Introduction
Congratulations! You have been selected by an engineering firm to design their
newest robotic prototype. As of this moment, it is your job to come up with a
purpose for the robot and incorporate various types of conic sections into its design.
Task 1
Respond to the following questions.
1. What will your robot be able to do?
2. Which conic sections do you plan on using in your design? Make sure to use
at least three.
Task 2
Choose three of the four conic sections that you learned about in this unit:
parabolas, circles, ellipses, and hyperbolas. Make a detailed graph of each one that
you intend on incorporating into your design.

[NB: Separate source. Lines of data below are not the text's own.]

PR #1067, opened 2023-05-13
Functional API with Strings / variable-size strings

mkitti:
This is a response to https://discourse.julialang.org/t/hdf5-jl-variable-length-string/98808 adding support for just passing `String` as a type to `create_dataset`.

This allow allows `Base.setindex!` with Strings.

Traditionally, we omitted this because variable length strings are probably not a great idea to store in HDF5. Preferably, one would use fixed-length strings.

Todo:
- [x] : Add basic tests
- [x] : Test with other `AbstractString`
- [ ] : Consider implications for use with [InlineStrings.jl](https://github.com/JuliaStrings/InlineStrings.jl)
- [ ] : Consider implications for use with [StaticStrings.jl](https://github.com/mkitti/StaticStrings.jl)

### DIFF
--- a/src/datasets.jl
+++ b/src/datasets.jl
@@ -351,7 +351,9 @@ function Base.setindex!(dset::Dataset, X::Array{T}, I::IndexType...) where {T}
     return X
 end
 
-function Base.setindex!(dset::Dataset, X::Array{S}, I::IndexType...) where {S <: AbstractString}
+function Base.setindex!(
+    dset::Dataset, X::Array{S}, I::IndexType...
+) where {S<:AbstractString}
     !isconcretetype(S) && error("type $S is not concrete")
     U = get_jl_type(dset)
 
@@ -372,7 +374,6 @@ function Base.setindex!(dset::Dataset, X::Array{S}, I::IndexType...) where {S <:
         error("number of elements in src and dest arrays must be equal")
     end
 
-
     p = Ref{Cstring}(X)
     try
         API.h5d_write(dset, memtype, memspace, dspace, dset.xfer, p)
@@ -383,7 +384,6 @@ function Base.setindex!(dset::Dataset, X::Array{S}, I::IndexType...) where {S <:
     end
 
     return X
-
 end
 
 function Base.setindex!(dset::Dataset, x::T, I::IndexType...) where {T<:Number}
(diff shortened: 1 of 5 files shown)


mkitti:
Demonstration

```julia
julia> using HDF5

julia> h5open("jltest.h5", "w") do f
           ds = create_dataset(f, "strings", String, (4,))
           ds[1] = "Hello"
           ds[2] = "Hi"
           ds[3] = "Bonjour"
           ds[4] = "Hola"
       end
"Hola"

julia> h5f = h5open("jltest.h5")
🗂️ HDF5.File: (read-only) jltest.h5
└─ 🔢 strings

julia> h5f["strings"]
🔢 HDF5.Dataset: /strings (file: jltest.h5 xfer_mode: 0)

julia> h5f["strings"][1]
"Hello"

julia> h5f["strings"][2]
"Hi"

julia> h5f["strings"][3]
"Bonjour"

julia> h5f["strings"][4]
"Hola"

```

For each of these graphs, be sure to
label important points such as vertices, foci, axes, and directrixes. Also, identify
each graph with its equation. Make sure that the equation is the same one that will
be used in your final design.
Task 3
Make a graph that combines all three of your conic sections from Task 2. Be sure to
incorporate other aspects of the drawing that will make your robot complete. For
example, you can draw a segment to have the two parts of a hyperbola connect.
Task 4
Respond to the following questions.
3. Is your robot’s design structurally sound? Use features of the graph to justify
your response.
4. Does your robot accomplish its stated purpose from Task 1? Justify your
response by referencing the robot’s overall structure, including its use of
conic sections in its design.
In your submission, make sure to submit your answers to all questions in Tasks 1
and 4 and all graphs from Tasks 2 and 3.
Task 1:
1. My robot will be able to navigate through different terrains and collect data using its built-in sensors. It will also be able to communicate and transmit data back to a remote location.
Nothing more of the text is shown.